Task |
Copy out each line of the data below in which "there" appears.

[Extracted data entries]
- - -
Issue #253, opened 2022-09-02
Board name in JWT


holema:
Hello,
thanks for the great tool. I realy love what you have build here.

I have a question concerning the JWT, is it possible to add the board name in the jwt. Because up to now, if I know the board name, I can enter the board with any valid key. 
I think it would be very helpfull, if the board name is also in the jwt and is protected like the role. So you have to get the correct JWT for this specific room.

Best regards

lovasoa:
That would be a great feature ! PR welcome ! But we need to take care of staying backwards-compatible.

holema:
Hello I added a PR to this feature.

holema:
#254 closes this issue

PR #254, opened 2022-09-03
add JWT board name verification

holema:
This is the PR for #253

### DIFF
--- a/README.md
+++ b/README.md
@@ -91,11 +91,33 @@ Within the payload, you can declare the user's roles as an array. Currently the 
 {
   "iat": 1516239022,
   "exp": 1516298489,
-  "roles": ["moderator"]
+  "roles": ["moderator"],
+}
+```
+## Board name verification in the JWT
+
+WBO supports verification of the board with a JWT. The board name should be passed in the JWT in the `room_name` claim in the JWT.
+
+The `AUTH_SECRET_KEY` variable in [`configuration.js`](./server/configuration.js) should be filled with the secret key for the JWT.
+The `CHECK_BOARDNAME_IN_JWT` variable in [`configuration.js`](./server/configuration.js) should be set to `true`
+
+```
+{
+  ....
+  "board_name": "<boardName>"
+}
+```
+eg, `http://myboard.com/boards/mySecretBoarName?token={token}`
+```
+{
+  "iat": 1516239022,
+  "exp": 1516298489,
+  "roles": ["moderator"],
+  "board_name": "mySecretBoarName"
 }
 ```
 
-Moderators have access to the Clear tool, which will wipe all content from the board.
+You can now be sure that only users who have the correct token have access to the board with the specific name.
 
 ## Configuration
 
--- a/server/jwtBoardnameAuth.js
+++ b/server/jwtBoardnameAuth.js
@@ -1,0 +1,76 @@
+/**
+ *                        WHITEBOPHIR
+ *********************************************************
+ * @licstart  The following is the entire license notice for the
+ *  JavaScript code in this page.
+ *
+ * Copyright (C) 2013  Ophir LOJKINE
+ *
+ *
+ * The JavaScript code in this page is free software: you can
+ * redistribute it and/or modify it under the terms of the GNU
+ * General Public License (GNU GPL) as published by the Free Software
+ * Foundation, either version 3 of the License, or (at your option)
+ * any later version.  The code is distributed WITHOUT ANY WARRANTY;
+ * without even the implied warranty of MERCHANTABILITY or FITNESS
+ * FOR A PARTICULAR PURPOSE.  See the GNU GPL for more details.
+ *
+ * As additional permission under GNU GPL version 3 section 7, you
+ * may distribute non-source (e.g., minimized or compacted) forms of
+ * that code without the copy of the GNU GPL normally required by
+ * section 4, provided you include this license notice and a URL
+ * through which recipients can access the Corresponding Source.
+ *
+ * @licend
+ */
+
+config = require("./configuration.js"),
+    jsonwebtoken = require("jsonwebtoken");
+
+/**
+ * Validates jwt and returns whether boar name fits to the boarname given in the JWT
+ * @param {URL} url
+ * @param {string} boardNameIn
+ * @returns {boolean} - True if user is a moderator, else false
+ * @throws {Error} - If no token is provided when it should be or when the board name is incorrect
+ */
+function checkBoardName(url, boardNameIn) {
+    var roomIsCorrect = true;
+    if (config.AUTH_SECRET_KEY != "") {
+        var token = url.searchParams.get("token");
+        if (token) {
+            if (config.CHECK_BOARDNAME_IN_JWT) {
+                roomIsCorrect = getBoardnamefromToken(token, boardNameIn);
+            }
+        }else {
+            throw new Error("No token provided");
+        }
+    }
+    return roomIsCorrect;
+}
+
+/**
+ * Check if user is a moderator
+ * @param {string} token
+ * @param {string} boardNameIn
+ */
+
+function getBoardnamefromToken(token, boardNameIn) {
+    if (config.AUTH_SECRET_KEY != "") {
+        var payload = jsonwebtoken.verify(token, config.AUTH_SECRET_KEY);
+        var boardName = payload.board_name;
+        if (boardName) {
+            if (boardName === boardNameIn) {
+             return true;
+            } else {
+                throw new Error("No board name match");
+            }
+        } else {
+            throw new Error("No board name provided");
+        }
+    } else {
+        return true;
+    }
+}
+
+module.exports = {checkBoardName};
--- a/server/server.js
+++ b/server/server.js
@@ -1,27 +1,27 @@
 var app = require("http").createServer(handler),
-  sockets = require("./sockets.js"),
-  {log, monitorFunction} = require("./log.js"),
-  path = require("path"),
-  fs = require("fs"),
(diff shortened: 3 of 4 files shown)


README.md
```diff
@@ -91,11 +91,33 @@ Within the payload, you can declare the user's roles as an array. Currently the
 {
   "iat": 1516239022,
   "exp": 1516298489,
-  "roles": ["moderator"]
+  "roles": ["moderator"],
 }
 ```
+## Board name verification in the JWT
 
-Moderators have access to the Clear tool, which will wipe all content from the board.
```
lovasoa, line 98: Can we leave this?

README.md
```diff
@@ -91,11 +91,33 @@ Within the payload, you can declare the user's roles as an array. Currently the
...
+WBO supports verification of the board with a JWT. The board name should be passed in the JWT in the `room_name` claim in the JWT.
+
+The `AUTH_SECRET_KEY` variable in [`configuration.js`](./server/configuration.js) should be filled with the secret key for the JWT.
+The `CHECK_BOARDNAME_IN_JWT` variable in [`configuration.js`](./server/configuration.js) should be set to `true`
+
+```
+{
+  ....
+  "board_name": "<boardName>"
```
lovasoa, line 107: This is not a standard property. Can we reuse the existing roles property ?

```json
{ 
   "roles": ["editor:my_first_board", "editor:my_second_board"],
}
```

?

README.md
```diff
@@ -91,11 +91,33 @@ Within the payload, you can declare the user's roles as an array. Currently the
...
+  "roles": ["moderator"],
 }
 ```
+## Board name verification in the JWT
 
-Moderators have access to the Clear tool, which will wipe all content from the board.
+WBO supports verification of the board with a JWT. The board name should be passed in the JWT in the `room_name` claim in the JWT.
+
+The `AUTH_SECRET_KEY` variable in [`configuration.js`](./server/configuration.js) should be filled with the secret key for the JWT.
+The `CHECK_BOARDNAME_IN_JWT` variable in [`configuration.js`](./server/configuration.js) should be set to `true`
```
lovasoa, line 102: shouldn't we check it by default when it is present ?

server/server.js
```diff
@@ -1,90 +1,91 @@
...
-      MIN_NODE_VERSION +
-      " !!!"
-  );
+    console.warn(
+        "!!! You are using node " +
+        process.version +
+        ", wbo requires at least " +
+        MIN_NODE_VERSION +
+        " !!!"
+    );
```
lovasoa, line 24: Can you remove the formatting changes ? It makes reviewing more difficult

server/jwtBoardnameAuth.js
```diff
@@ -0,0 +1,76 @@
...
+ * through which recipients can access the Corresponding Source.
+ *
+ * @licend
+ */
+
+config = require("./configuration.js"),
+    jsonwebtoken = require("jsonwebtoken");
+
+/**
+ * Validates jwt and returns whether boar name fits to the boarname given in the JWT
```
lovasoa, line 31:
```suggestion
 * Validates jwt and returns whether board name fits to the board name given in the JWT
```

lovasoa (changes requested):
Thank you for the pr ! Can you remove the formatting changes ? They make it difficult to review the actual behavior changes

holema:
I changes the rooms to an object in the JWT-Claim roles.
Removed all formationg issues

README.md
```diff
@@ -94,9 +94,36 @@ Within the payload, you can declare the user's roles as an array. Currently the
...
+  "roles": {moderator:["<boardName1>","<boardName2>"],editor:["<boardName3>","<boardName4>"] }
+}
+```
+eg, `http://myboard.com/boards/mySecretBoardName?token={token}`
+```
+{
+  "iat": 1516239022,
+  "exp": 1516298489,
+  "roles": ["moderator"],
+  "roles": {moderator:["mySecretBoardName","mySecretBoardName"]}
```
lovasoa, line 120: This is not valid JSON. Can we have a list of string in roles ? See https://datatracker.ietf.org/doc/html/rfc7643#section-4.1.2

```suggestion
  "roles": ["moderator", "editor:myOtherBoardName"]
```

This way we keep backwards-compatibility, are standard-conformant, and make it easy to add roles with common JWT-compatible tools.

lovasoa (changes requested):

holema:
I added now the suggested string sollution.

server/jwtBoardnameAuth.js
```diff
@@ -0,0 +1,91 @@
...
+ */
+
+function getBoardnamefromToken(token, boardNameIn) {
+    if (config.AUTH_SECRET_KEY != "") {
+        var payload = jsonwebtoken.verify(token, config.AUTH_SECRET_KEY);
+        var roles = payload.roles;
+        var oneHasBoardName = false;
+        var oneHasCorretBoardname = false;
+
+        var regex = new RegExp(":\ *"+boardNameIn+"$","gm");
```
lovasoa, line 63: can't the board name itself contain `:` ?

server/jwtBoardnameAuth.js
```diff
@@ -0,0 +1,91 @@
...
+        console.log(regex);
```
lovasoa, line 64: I think you forgot to remove your debugging logs

server/jwtauth.js
```diff
@@ -56,13 +56,17 @@ function checkUserPermission(url) {
       var payload = jsonwebtoken.verify(token, config.AUTH_SECRET_KEY);
       var roles = payload.roles;
       if(roles) {
-        return roles.includes("moderator");
+          for (var r in roles) {
+              var role = roles[r]
```
lovasoa, line 60: roles is supposed to be an array, you can iterate with `of` or a simple for with an index

server/jwtauth.js
```diff
@@ -56,13 +56,17 @@ function checkUserPermission(url) {
...
+              if (role.match(/moderator/gm)) {
```
lovasoa, line 61: can't the board name itself contain `moderator` ?

lovasoa (changes requested):
I think there is a problem with how the roles are parsed.

Can you add new test cases to the tests to check the behavior is correct in all cases ?

holema:
When I start the npm run test, I get the following error.

> whitebophir@1.18.0 test
> nightwatch tests && nightwatch tests --env jwt

 
An error occurred while trying to start GeckoDriver: cannot resolve path: "./node_modules/.bin/geckodriver".
Please check that the "webdriver.server_path" config property is set correctly.

   Error: Timeout while trying to connect to GeckoDriver on port 4444.
       at ClientRequest.emit (node:events:527:28)
       at Socket.socketErrorListener (node:_http_client:454:9)
       at Socket.emit (node:events:527:28)
       at emitErrorNT (node:internal/streams/destroy:157:8)
       at emitErrorCloseNT (node:internal/streams/destroy:122:3)
       at processTicksAndRejections (node:internal/process/task_queues:83:21)


Running my dev environment on windows

holema:
I just saw, there is no unittest for the JWT-Moderator function. Or did I miss something?

holema:
Added unittests

server/jwtBoardnameAuth.js
```diff
@@ -0,0 +1,85 @@
...
+ */
+
+function getBoardnamefromToken(token, boardNameIn) {
+    if (config.AUTH_SECRET_KEY != "") {
+        var payload = jsonwebtoken.verify(token, config.AUTH_SECRET_KEY);
+        var roles = payload.roles;
+        var oneHasBoardName = false;
+        var oneHasCorretBoardname = false;
+        var regex = new RegExp(  "(^[^\:]*\:)("+boardNameIn+"$)","gm");
+        console.log(regex);
```
lovasoa, line 63: The board name can contain regex special characters.

Can't we first parse the roles, then work on them ?
First parse the roles to a structure like `{role: string, board_name: string}`, then work with that.
And parse with a simple 

```ts
function parse_role(role: string) {
    let [_, role_name, board_name] = role.match(/^([^:]*):?(.*)$/);
}
```

This would work for the empty string, for `:::\\`, for `"just_role"`, and for anything you can think of.
And this would make the code clearer, separating role parsing from the use of the roles.

And we don't want to leave the console logs.

lovasoa (changes requested):

server/jwtBoardnameAuth.js
```diff
@@ -0,0 +1,88 @@
...
+            throw new Error("No token provided");
+        }
+    }
+    return roomIsCorrect;
+}
+
+/**
+ * Check if user is a moderator
+ * @param {string} token
+ * @param {string} boardNameIn
```
lovasoa, line 53: Can we document what the function does and what it returns ?

server/jwtBoardnameAuth.js
```diff
@@ -0,0 +1,88 @@
...
+ */
+
+function getBoardnamefromToken(token, boardNameIn) {
```
lovasoa, line 56: This function does not really "get" a board name, does it ?

I think we should have a function called 

```ts
function roleInBoard(jwt: string, board: string): "moderator" | "editor" | "forbidden" {}
```

for `roles = ["moderator"]`, it should return `moderator` for any board.


Currently you have duplicated code between getBoardnamefromToken and checkIfModerator that do not parse the role exactly the same.

holema:
All changes are done. created a new roleInBoard function. no duplicated Code anymore.

lovasoa (approved):

lovasoa:
Thank you for your contribution ! I'll release a new version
- - -
Output |
I think there is a problem with how the roles are parsed.
I just saw, there is no unittest for the JWT-Moderator function. Or did I miss something?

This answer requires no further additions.